Watermarks: Time and progress in streaming dataflow and beyond
Watermarks are a system for measuring progress and completeness in out-of-order stream processing systems and are used to emit correct results in a timely way. Given the trend toward out-of-order processing in current streaming systems, understanding watermarks is an increasingly important skill. Slava Chernyak explains watermarks and demonstrates how to apply them using real-world cases.

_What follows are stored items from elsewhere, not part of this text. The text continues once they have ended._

PR #522, opened 2026-04-22
Support for SKS default security group

PhilippeChepy:
# Description

- SKS: Add support for automatic security group creation
- SKS: Export the automatic security group id
- Update related documentation

## Checklist
(For exoscale contributors)

* [x] Acceptance tests OK

## Testing

CI

### DIFF
--- a/exoscale/resource_exoscale_sks_cluster_test.go
+++ b/exoscale/resource_exoscale_sks_cluster_test.go
@@ -72,6 +72,7 @@ resource "exoscale_sks_cluster" "test" {
   feature_gates = ["%s"]
 
   enable_kube_proxy = true
+  create_default_security_group = true
 
   oidc {
     client_id  = "%s"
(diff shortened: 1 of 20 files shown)


exoscale/resource_exoscale_sks_cluster_test.go
```diff
@@ -134,6 +135,7 @@ resource "exoscale_sks_cluster" "test" {
   feature_gates = []
 
   enable_kube_proxy = true
+  create_default_security_group = true
```
nerzhul, line 138: regarding the test update, it seems we don't test the setup, could we test it ?
Do we always have a test with it setup to true and one with false ?

quentinalbertone (approved):

exoscale/resource_exoscale_sks_cluster_test.go
quentinalbertone: it seems to me that Philippe checks that the value is true in the state. I think that a test with and without would test the API and not the terraform provider

kobajagi (approved):

PR #585, opened 2026-09-03
VPC integration: subnets

sauterp:
# Description

We add the resource and data-source to define VPC subnets.

[sc-196385]

## Checklist
(For exoscale contributors)

* [x] Acceptance tests OK

## Testing

```shell
> TF_ACC=1 go test -tags=testacc \
./pkg/resources/vpc/... -v
=== RUN   Test_Resource_VPC
=== PAUSE Test_Resource_VPC
=== RUN   Test_Resource_VPC_Subnet
=== PAUSE Test_Resource_VPC_Subnet
=== CONT  Test_Resource_VPC
=== CONT  Test_Resource_VPC_Subnet
--- PASS: Test_Resource_VPC (5.00s)
--- PASS: Test_Resource_VPC_Subnet (7.09s)
PASS
ok  	github.com/exoscale/terraform-provider-exoscale/pkg/resources/vpc	7.123s
```

I verified the examples:
```
  # exoscale_vpc.my_vpc will be created
  + resource "exoscale_vpc" "my_vpc" {
      + default     = false
      + description = "My Virtual Private Cloud"
      + id          = (known after apply)
      + labels      = {
          + "environment" = "production"
        }
      + name        = "my-vpc"
      + zone        = "ch-gva-2"
    }

  # exoscale_vpc_subnet.my_vpc_subnet will be created
  + resource "exoscale_vpc_subnet" "my_vpc_subnet" {
      + address_family = "inet4"
      + address_space  = "private"
      + description    = "My VPC Subnet"
      + id             = (known after apply)
      + ipv4_block     = "10.0.0.0/24"
      + labels         = {
          + "environment" = "production"
        }
      + name           = "my-vpc-subnet"
      + vpc_id         = (known after apply)
      + zone           = "ch-gva-2"
    }
```

after applying:
```
❯ exo net vpc -z $ZONE subnet show my-vpc my-vpc-subnet
┼────────────────┼──────────────────────────────────────┼
│   VPC SUBNET   │                                      │
┼────────────────┼──────────────────────────────────────┼
│ ID             │ 2d7d6c21-f738-4418-9fc5-d219764b9d9e │
│ Name           │ my-vpc-subnet                        │
│ Description    │ My VPC Subnet                        │
│ Zone           │ ch-gva-2                             │
│ Created At     │ 2026-09-17 15:39:03 +0000 UTC        │
│ Address Family │ inet4                                │
│ Address Space  │ private                              │
│ IPv4 Block     │ 10.0.0.0/24                          │
│ Labels         │ production:                          │
│ Instances      │ -                                    │
┼────────────────┼──────────────────────────────────────┼

```


pkg/resources/vpc/resource_subnet.go
```diff
@@ -0,0 +1,491 @@
...
+		return
+	}
+
+	resp.Diagnostics.AddAttributeError(
+		req.Path,
+		"Changing the Subnet CIDR is not supported",
+		"Resizing a Subnet is not supported\n\n"+
+			"Current: "+req.StateValue.ValueString()+"\nPlanned: "+req.PlanValue.ValueString()+
+			"\n\nRestore the ipv4_block value in the configuration, or create a new Subnet "+
+			"with the desired CIDR.",
```
sauterp: Confirmed that it errors if the user tries to resize the subnet:
```
exoscale_vpc.my_vpc: Refreshing state... [id=e174b9c2-ff0b-4216-a2f1-13be20b63795]
exoscale_vpc_subnet.my_vpc_subnet: Refreshing state... [id=c3d7ae6e-ea6b-4dd7-8346-278e2f7812c6]

Planning failed. Terraform encountered an error while generating this plan.

╷
│ Error: Changing the Subnet CIDR is not supported
│
│   with exoscale_vpc_subnet.my_vpc_subnet,
│   on resource.tf line 20, in resource "exoscale_vpc_subnet" "my_vpc_subnet":
│   20:   ipv4_block  = "10.0.0.0/16"
│
│ Resizing a Subnet is not supported
│
│ Current: 10.0.0.0/24
│ Planned: 10.0.0.0/16
│
│ Restore the ipv4_block value in the configuration, or create a new Subnet with the desired CIDR.
╵
```

sauterp: This error is needed because we don't support resizing and there is no field for the `ipv4_block` in the `update-subnet` call, so we won't get an error from the API. Without this error tf will always have an unclean plan if the user sets a different CIDR, which is confusing.

sauterp:
I'll add the Changelog line just before merging, to avoid an annoying conflict whenever somebody else merges something.

docs/resources/vpc_subnet.md
```diff
@@ -0,0 +1,97 @@
...
+
+Please refer to the [examples](https://github.com/exoscale/terraform-provider-exoscale/tree/master/examples/)
+directory for complete configuration examples.
+
+<!-- schema generated by tfplugindocs -->
+## Schema
+
+### Required
+
+- `ipv4_block` (String) The Subnet IPv4 CIDR (e.g. `10.0.0.0/24`). Cannot be changed after creation.
```
aureliar8: It's interesting to me that from the terraform POV this field cannot be change while the zone can be (even if it means to actually delete + recreate) 
Shouldn't we make it work like the zone where changing the ipv4_block actually deletes & recreate a subnet ?

pkg/resources/vpc/resource.go
```diff
@@ -376,6 +377,17 @@ func (r *Resource) Delete(ctx context.Context, req resource.DeleteRequest, resp
...
+// noLabels is the state value to use when the API reports no labels. It keeps
+// the prior state's representation so that a config with an explicit
+// `labels = {}` stays an empty map instead of flipping to null on every
+// refresh, which Terraform would report as permanent drift.
+func noLabels(prior types.Map) types.Map {
+	if !prior.IsNull() && !prior.IsUnknown() && len(prior.Elements()) == 0 {
+		return types.MapValueMust(types.StringType, nil)
+	}
+	return types.MapNull(types.StringType)
+}
```
aureliar8, line 389: I'm curious as to why this helper only appears in VPC. Do we behave differently than the rest of the exoscale API ?

docs/resources/vpc_subnet.md
sauterp: As discussed, `ipv4_block` changes now force replacement.

pkg/resources/vpc/resource.go
sauterp: Much of the provider is still implemented in tf SDK v2 and not the new 'framework'. And the SDK type used for labels is usually TypeMap, which doesn't distinguish between null and empty unlike framework. I'd say that's why we don't have this issue for most resource labels.
A resource implemented in 'framework' is `private_network` and I just verified, it actually has the issue I'm fixing here. If I set `labels = {}` I get "permanent drift".

sauterp: created a card: https://app.shortcut.com/exoscale/story/199669/tf-provider-private-network-resource-empty-labels-causes-permanent-drift

docs/resources/vpc.md
```diff
@@ -29,6 +29,18 @@ resource "exoscale_vpc" "my_vpc" {
...
+  zone        = local.zone
+  vpc_id      = exoscale_vpc.my_vpc.id
+  name        = "my-vpc-subnet"
+  description = "My VPC Subnet"
+  ipv4_block  = "10.0.0.0/24"
+
+  labels = {
+    environment = "production"
+  }
+}
```
quentinalbertone, line 43: **niptick:** you should not mention  `exoscale_vpc_subnet` resources in the `exoscale_vpc` doc

docs/data-sources/vpc.md
```diff
@@ -21,9 +21,19 @@ data "exoscale_vpc" "my_vpc" {
   name = "my-vpc"
 }
 
+data "exoscale_vpc_subnet" "my_vpc_subnet" {
+  zone   = "ch-gva-2"
+  vpc_id = data.exoscale_vpc.my_vpc.id
+  name   = "my-vpc-subnet"
+}
+
```
quentinalbertone, line 29: **niptick:** you should not mention  `exoscale_vpc_subnet` datasource in the `exoscale_vpc` doc

docs/resources/vpc.md
```diff
@@ -73,4 +85,10 @@ Optional:
 terraform import \
   exoscale_vpc.my_vpc \
   f81d4fae-7dec-11d0-a765-00a0c91e6bf6@ch-gva-2
+
+# An existing VPC Subnet may be imported by `<vpc-ID>@<subnet-ID>@<zone>`:
+
+terraform import \
+  exoscale_vpc_subnet.my_vpc_subnet \
+  f81d4fae-7dec-11d0-a765-00a0c91e6bf6@9ecc6b8b-73d4-4211-8ced-f7f29bb79524@ch-gva-2
```
quentinalbertone, line 93: **niptick:** you should not mention  `exoscale_vpc_subnet` resources in the `exoscale_vpc` doc

pkg/resources/vpc/resource_subnet.go
```diff
@@ -0,0 +1,455 @@
...
+				Required:            true,
+				Description:         "The Subnet name.",
+				MarkdownDescription: "The Subnet name.",
+			},
+			"description": schema.StringAttribute{
+				Optional:            true,
+				Description:         "A free-form text describing the Subnet.",
+				MarkdownDescription: "A free-form text describing the Subnet.",
+			},
+			"ipv4_block": schema.StringAttribute{
```
quentinalbertone, line 86: **suggestion** you could create a custom validator for this field and prevent api call that will eventually fail. Here is an example: https://github.com/exoscale/terraform-provider-exoscale/blob/master/pkg/resources/private_network/resources.go#L93

quentinalbertone (changes requested):

pkg/resources/vpc/resource_subnet.go
aureliar8: Could you expend as to _why_ this is a good idea ? What the upside in doing client side validation ?
Because the downside is that we'll need to ensure that two different system are always in sync (including one that we have no control over it's version bumps)

pkg/resources/vpc/resource_subnet.go
```diff
@@ -0,0 +1,455 @@
...
+		Attributes: map[string]schema.Attribute{
+			"id": schema.StringAttribute{
+				MarkdownDescription: "The ID of this resource.",
+				Computed:            true,
+				PlanModifiers: []planmodifier.String{
+					stringplanmodifier.UseStateForUnknown(),
+				},
+			},
+			"vpc_id": schema.StringAttribute{
+				Description:         "The parent VPC ID.",
```
quentinalbertone, line 58: This field force a replace if updated

```suggestion
				Description:         "❗ The parent VPC ID.",
```

quentinalbertone (changes requested):

pkg/resources/vpc/resource_subnet.go
quentinalbertone: From what I understood, you are expecting a CIDR for this field. You treat it as a string in the schema and in the create function so the user could trigger an api call to the backend with a string `1.1.1/32` or `not a cidr` (for example). I guess that this call will always fail.

It could have been detected in the client: during the plan or before the api call: for a simple vpc + subnet it's nothing but if you want to deploy a large infra an error in the plan is the best in contrary to an error during the apply.

Plus I also guess that a parse IPv4 in the client will always be sync with the parse IPv4 in the server in the backend

aureliar8: OK now I understand the difference between validation during plan and during apply. It's indeed a nicer UX if we can detect errors during a plan than during an apply 

However here, even though you are correct that _right now_ the API only accept CIDR, we have plans wto change that in the future. (You could pass other stuff, like for example a hardcoded string "public-ip" or a  resource identifier to a IP pool that you own) 

When such change happen I want to only have to update public-api, not every client-side tool that we use that tried to re-implement its own idea of validation  

Hence I this case I'd say it's better to not validate inside terraform, to be able to iterate faster (at a small cost of user experience)

quentinalbertone: ok I see what you want to do. It was a suggestion form the start, it's fine by me if you want to keep the code as it is now

pkg/resources/vpc/datasource_subnet.go
```diff
@@ -0,0 +1,223 @@
...
+		if err != nil {
+			resp.Diagnostics.AddError("unable to parse ID", err.Error())
+			return
+		}
+		got, err := client.GetSubnet(ctx, vpcID, id)
+		if err != nil {
+			resp.Diagnostics.AddError("API returned an error while fetching Subnet", err.Error())
+			return
+		}
+		subnet = *got
```
aureliar8: Can we swap to prioritize lookups by uuid rather than by name?

aureliar8 (approved):

pierre-emmanuelJ (approved):

PR #587, opened 2026-09-03
VPC integration: subnet attachments

sauterp:
# Description

## Checklist
(For exoscale contributors)

* [ ] Acceptance tests OK


sauterp:
We decided that attachments will be a block on `exoscale_compute_instance` rather than a separate resource.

Talk Title | Watermarks: Time and progress in streaming dataflow and beyond |
Speakers | Slava Chernyak (Google) |
Conference | Strata + Hadoop World |
Conf Tag | Making Data Work |
Location | London, United Kingdom |
Date | June 1-3, 2016 |
URL | Talk Page |
Slides | Talk Slides |
Video | |
Moving from batch to streaming involves changing how we think about time. Streaming data is neither bounded nor typically well ordered in time. However, to make streaming systems useful and deliver on the promise of low-latency results, we often want to know when we have all the data relevant to emitting a correct aggregation. Watermarks provide the foundation for making such decisions, enabling streaming systems to emit timely, correct results when processing out-of-order data. Given the trend toward out-of-order processing in existing streaming systems, understanding watermarks is an increasingly important skill when designing pipelines. This methodology was first discussed in the MillWheel paper and further explored in the Dataflow Model paper, but this approach is not limited to Google’s stream processing efforts. Rather, it is a general problem that must be addressed by any system that wishes to provide timely out-of-order distributed stream processing; solutions have since been pursued by others, including Flink and Qubit (which built a watermark tracking system on top of Spark Streaming for their own internal use). Drawing on his experience developing and using watermarks at Google, Slava Chernyak discusses the details of how watermarks are applied, explains what their strengths and limitations are, and explores real-world use cases. Slava also hints at some of the implementation challenges for computing watermarks with low latency in a highly distributed system. This should provide a practical set of tools for understanding watermarks and time in out-of-order stream processing pipelines.